REQUIRED ACTION – Among the records, find the lines that hold the string "namespace" and return them.
○ ○ ○ ○
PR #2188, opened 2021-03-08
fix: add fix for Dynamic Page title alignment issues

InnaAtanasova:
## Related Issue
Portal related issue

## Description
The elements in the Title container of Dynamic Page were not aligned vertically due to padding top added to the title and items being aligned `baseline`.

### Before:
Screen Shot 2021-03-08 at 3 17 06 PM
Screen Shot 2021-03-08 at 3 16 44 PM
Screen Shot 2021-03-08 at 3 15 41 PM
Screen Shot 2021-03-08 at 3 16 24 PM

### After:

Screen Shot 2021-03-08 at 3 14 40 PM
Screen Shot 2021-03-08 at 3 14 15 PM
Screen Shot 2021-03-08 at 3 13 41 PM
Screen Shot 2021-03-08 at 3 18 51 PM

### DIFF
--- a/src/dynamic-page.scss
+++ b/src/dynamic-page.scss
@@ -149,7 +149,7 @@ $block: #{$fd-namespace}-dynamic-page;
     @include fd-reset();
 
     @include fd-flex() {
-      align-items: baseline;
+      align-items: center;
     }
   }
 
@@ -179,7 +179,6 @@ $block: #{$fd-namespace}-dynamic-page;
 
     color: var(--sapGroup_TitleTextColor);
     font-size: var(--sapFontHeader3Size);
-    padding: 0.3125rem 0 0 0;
○ ○ ○ ○
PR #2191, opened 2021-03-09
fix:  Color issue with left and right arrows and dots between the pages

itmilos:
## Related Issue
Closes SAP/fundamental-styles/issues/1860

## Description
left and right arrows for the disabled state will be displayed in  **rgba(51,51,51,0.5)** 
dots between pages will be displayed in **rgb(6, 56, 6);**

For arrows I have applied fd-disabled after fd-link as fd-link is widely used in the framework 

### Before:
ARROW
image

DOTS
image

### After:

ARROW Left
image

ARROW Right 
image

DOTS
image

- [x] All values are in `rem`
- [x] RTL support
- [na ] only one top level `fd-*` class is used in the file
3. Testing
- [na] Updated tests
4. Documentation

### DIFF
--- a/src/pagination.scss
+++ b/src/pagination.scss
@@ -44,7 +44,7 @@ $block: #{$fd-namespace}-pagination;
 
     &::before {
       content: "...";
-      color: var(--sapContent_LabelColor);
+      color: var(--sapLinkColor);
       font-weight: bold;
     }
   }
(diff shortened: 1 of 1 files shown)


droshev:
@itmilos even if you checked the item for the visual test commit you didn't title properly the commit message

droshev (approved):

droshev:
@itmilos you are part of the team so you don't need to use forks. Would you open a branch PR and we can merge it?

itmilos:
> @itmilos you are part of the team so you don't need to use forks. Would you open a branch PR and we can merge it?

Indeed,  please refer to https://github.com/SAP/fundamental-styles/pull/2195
○ ○ ○ ○
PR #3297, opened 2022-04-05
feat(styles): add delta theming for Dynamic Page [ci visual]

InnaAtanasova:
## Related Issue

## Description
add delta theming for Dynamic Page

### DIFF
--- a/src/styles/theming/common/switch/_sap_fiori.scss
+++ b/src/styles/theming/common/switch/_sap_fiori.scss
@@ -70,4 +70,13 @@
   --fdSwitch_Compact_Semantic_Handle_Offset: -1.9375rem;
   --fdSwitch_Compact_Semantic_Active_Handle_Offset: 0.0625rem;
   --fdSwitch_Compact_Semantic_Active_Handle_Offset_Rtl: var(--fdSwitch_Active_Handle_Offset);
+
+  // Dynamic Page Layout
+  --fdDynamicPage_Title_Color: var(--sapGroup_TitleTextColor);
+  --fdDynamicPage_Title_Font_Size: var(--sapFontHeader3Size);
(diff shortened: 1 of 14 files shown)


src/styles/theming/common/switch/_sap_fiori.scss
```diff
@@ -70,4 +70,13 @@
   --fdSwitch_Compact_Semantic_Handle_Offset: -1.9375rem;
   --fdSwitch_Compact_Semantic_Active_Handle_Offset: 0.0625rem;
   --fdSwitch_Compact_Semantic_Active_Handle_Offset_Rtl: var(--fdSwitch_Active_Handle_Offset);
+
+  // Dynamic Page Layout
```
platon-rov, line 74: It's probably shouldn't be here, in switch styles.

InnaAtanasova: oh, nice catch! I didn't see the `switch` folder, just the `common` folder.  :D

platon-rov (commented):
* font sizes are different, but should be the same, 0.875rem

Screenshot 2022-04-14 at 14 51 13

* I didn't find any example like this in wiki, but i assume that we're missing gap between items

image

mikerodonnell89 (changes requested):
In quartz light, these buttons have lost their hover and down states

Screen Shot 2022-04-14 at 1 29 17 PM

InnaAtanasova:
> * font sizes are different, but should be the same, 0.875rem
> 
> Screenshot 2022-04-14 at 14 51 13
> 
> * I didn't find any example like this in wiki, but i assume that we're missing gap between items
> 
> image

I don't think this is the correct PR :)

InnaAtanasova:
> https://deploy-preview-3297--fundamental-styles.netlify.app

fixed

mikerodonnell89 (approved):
○ ○ ○ ○
WRITTEN SOLUTION –
@@ -149,7 +149,7 @@ $block: #{$fd-namespace}-dynamic-page;
@@ -179,7 +179,6 @@ $block: #{$fd-namespace}-dynamic-page;
@@ -44,7 +44,7 @@ $block: #{$fd-namespace}-pagination;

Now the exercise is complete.